--- What the task asks ---
Please filter the data down to the lines that include the word "options" and copy them.

--- Data excerpts ---
════════════════════
PR #625, opened 2016-10-15
Generate top-level docs for an umbrella project

### LINKED ISSUE #567: Add ability to generate top-level docs in umbrella project
Currently in an umbrella project, docs will be recursively generated for sub directories. However, sometimes it would be useful to generate top level documentation for the whole umbrella project.

wojtekmach:
Fixes #567

Looking forward to hearing feedback about implementation, I'll add tests afterwards.

Demo using this branch: http://wojtekmach.pl/acme_bank_docs/main.html

### DIFF
--- a/lib/ex_doc/retriever.ex
+++ b/lib/ex_doc/retriever.ex
@@ -84,9 +84,9 @@ defmodule ExDoc.Retriever do
   alias Kernel.Typespec
 
   @doc """
-  Extract documentation from all modules in the specified directory or directories
+  Extract documentation from all modules in the specified directory or directories.
   """
-  @spec docs_from_dir(Path.t | list(Path.t), ExDoc.Config.t) :: [ExDoc.ModuleNode.t]
+  @spec docs_from_dir(Path.t | [Path.t], ExDoc.Config.t) :: [ExDoc.ModuleNode.t]
   def docs_from_dir(dir, config) when is_binary(dir) do
     files = Path.wildcard Path.expand("*.beam", dir)
     docs_from_files(files, config)
--- a/lib/ex_doc/retriever.ex
+++ b/lib/ex_doc/retriever.ex
@@ -84,12 +84,15 @@ defmodule ExDoc.Retriever do
   alias Kernel.Typespec
 
   @doc """
-  Extract documentation from all modules in the specified directory
+  Extract documentation from all modules in the specified directory or directories
   """
-  @spec docs_from_dir(Path.t, ExDoc.Config.t) :: [ExDoc.ModuleNode.t]
+  @spec docs_from_dir(Path.t | list(Path.t), ExDoc.Config.t) :: [ExDoc.ModuleNode.t]
   def docs_from_dir(dir, config) when is_binary(dir) do
     files = Path.wildcard Path.expand("*.beam", dir)
     docs_from_files(files, config)
+  end
+  def docs_from_dir(dirs, config) when is_list(dirs) do
+    Enum.flat_map(dirs, &docs_from_dir(&1, config))
   end
 
   @doc """
--- a/lib/mix/tasks/docs.ex
+++ b/lib/mix/tasks/docs.ex
@@ -89,6 +89,16 @@ defmodule Mix.Tasks.Docs do
 
     * `:canonical` - String that defines the preferred URL with the rel="canonical"
       element; defaults to no canonical path.
+
+  ## Umbrella project
+
+  ExDoc can be used in an umbrella project and generates a single documentation for all child apps.
+
+  Generating documentation per each child app can be achieved by running:
+
+      mix cmd mix docs
+
+  See `mix help cmd` for more information.
   """
 
   @doc false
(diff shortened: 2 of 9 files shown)


milmazz:
@wojtekmach Great job!

I think we should provide a switch for this feature, I mean, something like: `mix docs --compact` in an umbrella project, and leave the current behavior as is now. wdty?

What happens when you have *extras* in the sub-apps?, I think this are ignored for now.

lib/ex_doc/retriever.ex
```diff
@@ -84,13 +84,16 @@ defmodule ExDoc.Retriever do
   alias Kernel.Typespec
 
   @doc """
-  Extract documentation from all modules in the specified directory
+  Extract documentation from all modules in the specified directory or directories
   """
-  @spec docs_from_dir(Path.t, ExDoc.Config.t) :: [ExDoc.ModuleNode.t]
+  @spec docs_from_dir(Path.t | list(Path.t), ExDoc.Config.t) :: [ExDoc.ModuleNode.t]
```
josevalim: `[Path.t]` is more common. :)

lib/ex_doc/retriever.ex
```diff
@@ -84,13 +84,16 @@ defmodule ExDoc.Retriever do
   alias Kernel.Typespec
 
   @doc """
-  Extract documentation from all modules in the specified directory
+  Extract documentation from all modules in the specified directory or directories
```
josevalim: Let's add a `.` to the end of the sentence.

lib/mix/tasks/docs.ex
```diff
@@ -141,8 +140,31 @@ defmodule Mix.Tasks.Docs do
...
+      Mix.Project.in_project(dep.app, dest, fn module ->
+        module.project
+        |> Keyword.put_new(:build_per_environment, true)
+        |> Mix.Project.compile_path()
+      end)
+    end)
+  end
+
+  defp umbrella_apps do
+    Mix.Dep.loaded([])
```
josevalim: `Mix.Dep` is not public API so I would prefer to use `Mix.Dep.Umbrella.unloaded` which also not public API but would at least give correct results. Once you do that, you can look at `Path.join dep.opts[:build], "ebin"` for the compile path.

wojtekmach:
Hey, thanks for feedback everyone! I pushed some changes and I also added a test showcasing the current behavior which probably needs adjusting.

> I think we should provide a switch for this feature, I mean, something like: mix docs --compact in an umbrella project, and leave the current behavior as is now. wdty?

Personally, I think I'd want to keep the docs centralized. With the old behavior, the user would have to manually publish docs from each app and probably create a separate index page (similar to http://elixir-lang.org/docs.html) at which point I think he/she might as well just run `mix docs` manually for each app. But yeah, it's perhaps a weak argument, I think more flexibility is good too.

I'd need help from implementation side to make it happen, is it possible to make a task recursive/non-recursive based on options?

> What happens when you have extras in the sub-apps?, I think the option extras (in the sub-apps) is ignored for now.

Yeah, `extras` option in sub-app is ignored for now, however e.g. this would work in the umbrella: `extras: ["apps/foo/foo.md"]`. I guess it goes back to whether or not we want to support "compact" and "old" ways of generating docs - if only "compact", I think it would reasonable to expect users setting all `docs: []` option in just the umbrella root.

One area where "old" way of generating docs feels better is working with multiple READMEs - right now, if I do in the root: `docs: [extras: ["apps/foo/README.md", "apps/bar/README.md"]]`, only one `readme.html` would be created. I think for now we should at least warn/raise error, in the future perhaps: `extras: ["README.md", {"apps/foo/README.md", "foo-readme"}]` would make sense.

sorry for long post :)

josevalim:
>  I think he/she might as well just run mix docs manually for each app.

This is easy to done recursive with: `mix cmd mix docs`. So :+1: for leaving it as manual. We should probably improve the docs for the `mix docs` task though to mention how it works under umbrellas and the `mix cmd mix docs` tip.

lib/mix/tasks/docs.ex
```diff
@@ -141,8 +140,26 @@ defmodule Mix.Tasks.Docs do
...
+      if Mix.Project.umbrella?(config) do
+        umbrella_compile_paths()
+      else
+        Mix.Project.compile_path
+      end
+
+    Keyword.put_new(options, :source_beam, compile_path)
+  end
+
+  defp umbrella_compile_paths do
```
josevalim: I think this could should be like this:

```
build = Mix.Project.build_path()
for %{app: app} <- Mix.Dep.Umbrella.unloaded do
  Path.join([build, "lib", Atom.to_string(app), "ebin"]
end
```

Also please add a TODO that says: "TODO: Use Mix.Project.apps_path when we require Elixir v1.4+".

josevalim:
One last comment and we should be good to go!

lib/mix/tasks/docs.ex
wojtekmach: thanks, this is way better! Fixed in e3debf00352fb7e9b4c326e75298c4ad81015c86 where I also added some docs for running within an umbrella.

josevalim:

PR #627, opened 2016-10-26
Fix autolinking to opaque type

wojtekmach:
Noticed that opaque types aren't correctly auto-linked. See e.g.: `t` here: http://elixir-lang.org/docs/master/elixir/MapSet.html#delete/2


josevalim:
What about `@typep`?

josevalim:

wojtekmach:
> What about @typep?

I noticed we're not currently rendering it in summary so I left if alone

josevalim:
Ah yes, good point. They are private after all.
════════════════════
--- Expected answer ---
I'd need help from implementation side to make it happen, is it possible to make a task recursive/non-recursive based on options?
+    Keyword.put_new(options, :source_beam, compile_path)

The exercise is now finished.